TASK DESCRIPTION –
Write out exactly the lines from the start of the entries through the one that contains "Make sure that", including both.

[Stored data]
Issue #8616, opened 2025-10-20
Empty nodePath and pathToNode on subtract artifact coming from hole::hole


pierremtb:
One of the P&C codemods is failing because it can't get a `pathToNode` for the node that defines a path segment in a hole. This is because the path segment isn't defined in the user's KCL file, but rather, inside the stdlib's `hole.kcl` module.

## Steps to reproduce

KCL:

```
@settings(experimentalFeatures = allow)

sketch001 = startSketchOn(XY)
profile001 = circle(sketch001, center = [0, 0], radius = 5)
extrude001 = extrude(profile001, length = 5)
hole001 = hole::hole(
  extrude001,
  face = END,
  cutAt = [0, 0],
  holeBottom =   hole::flat(),
  holeBody =   hole::blind(depth = 10, diameter = 1),
  holeType =   hole::simple(),
)
```

then in the console, run

```js
kclManager.artifactGraph.values().find(a => a.type === 'compositeSolid')
```

to find the artifact for the resulting solid `hole001`. You can then check its `.codeRef.pathToNode` property to see that it's empty.

<img width="600" height="800" alt="Image" src="https://github.com/user-attachments/assets/3416d4dc-a611-456b-8330-2fa7fb075181" />

## Alternate STR

* Start with the same KCL code
* Click the top face of the solid and add another hole
* Notice that the codemod adds a second hole on `extrude001` instead of `hole001`. That's because the pathToNode on the correct node was empty.

## Alternate STR 2

```sh
npm run test:integration -- src/lang/modifyAst/faces.spec.ts --testNamePattern="should add a simple hole call on cylinder end cap that has a hole already"
```

Make sure that test is no longer marked `skip` in the source code.

More context at this [slack link](https://kittycadworkspace.slack.com/archives/C07A80B83FS/p1760984933518439).

PR #8907, opened 2025-11-13
KCL: Find nodeToPath across all KCL modules, not just current file

adamchalmers:
Part of https://github.com/KittyCAD/modeling-app/issues/8616

KCL's runtime needs to find the AST node for a given source range. This is called "pathToNode", and it's used by the frontend to figure out which solids or sketches correspond to a user's click, or a user's given variable.

Previously, in bug 8616, we describe a case where the pathToNode lookup fails, because the user used KCL's new `hole` module. This is written in KCL. In this case the pathToNode was trying to look up module 15, i.e. the stdlib `hole` module. But this failed because the holeToNode lookup only had the currently-open KCL file, i.e. module 0.

This PR fixes that problem. Now, looking up pathToNode will take _all_ KCL modules, not just the module for the current program. To do this, we introduce a new `ProgramLookup` struct which maps module IDs to the module contents. pathToNode lookups now use that type instead of just a single program.

The KCL from the parent issue now has a pathToNode:

```json
[
    [
        "body",
        ""
    ],
    [
        14,
        "index"
    ],
    [
        "declaration",
        "VariableDeclaration"
    ],
    [
        "init",
        ""
    ],
    [
        "body",
        "FunctionExpression"
    ],
    [
        "body",
        "FunctionExpression"
    ],
    [
        1,
        "index"
    ],
    [
        "argument",
        "ReturnStatement"
    ]
]
```

Screenshot 2025-11-13 at 5 26 34 PM

although it still finds the wrong solid when trying to do a hole on another hole sorry @pierremtb

### DIFF
--- a/rust/kcl-lib/src/execution/mod.rs
+++ b/rust/kcl-lib/src/execution/mod.rs
@@ -1470,8 +1470,6 @@ impl ProgramLookup {
     ) -> Self {
         let mut programs = IndexMap::with_capacity(module_infos.len());
         for (id, info) in module_infos {
-            #[cfg(target_arch = "wasm32")]
-            web_sys::console::log_1(&format!("ProjectProgramLookup module {}: {:?}", id.as_usize(), info.path).into());
             if let ModuleRepr::Kcl(program, _) = info.repr {
                 programs.insert(id, program);
             }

ANSWER TO THIS EXERCISE –
Issue #8616, opened 2025-10-20
Empty nodePath and pathToNode on subtract artifact coming from hole::hole


pierremtb:
One of the P&C codemods is failing because it can't get a `pathToNode` for the node that defines a path segment in a hole. This is because the path segment isn't defined in the user's KCL file, but rather, inside the stdlib's `hole.kcl` module.

## Steps to reproduce

KCL:

```
@settings(experimentalFeatures = allow)

sketch001 = startSketchOn(XY)
profile001 = circle(sketch001, center = [0, 0], radius = 5)
extrude001 = extrude(profile001, length = 5)
hole001 = hole::hole(
  extrude001,
  face = END,
  cutAt = [0, 0],
  holeBottom =   hole::flat(),
  holeBody =   hole::blind(depth = 10, diameter = 1),
  holeType =   hole::simple(),
)
```

then in the console, run

```js
kclManager.artifactGraph.values().find(a => a.type === 'compositeSolid')
```

to find the artifact for the resulting solid `hole001`. You can then check its `.codeRef.pathToNode` property to see that it's empty.

<img width="600" height="800" alt="Image" src="https://github.com/user-attachments/assets/3416d4dc-a611-456b-8330-2fa7fb075181" />

## Alternate STR

* Start with the same KCL code
* Click the top face of the solid and add another hole
* Notice that the codemod adds a second hole on `extrude001` instead of `hole001`. That's because the pathToNode on the correct node was empty.

## Alternate STR 2

```sh
npm run test:integration -- src/lang/modifyAst/faces.spec.ts --testNamePattern="should add a simple hole call on cylinder end cap that has a hole already"
```

Make sure that test is no longer marked `skip` in the source code.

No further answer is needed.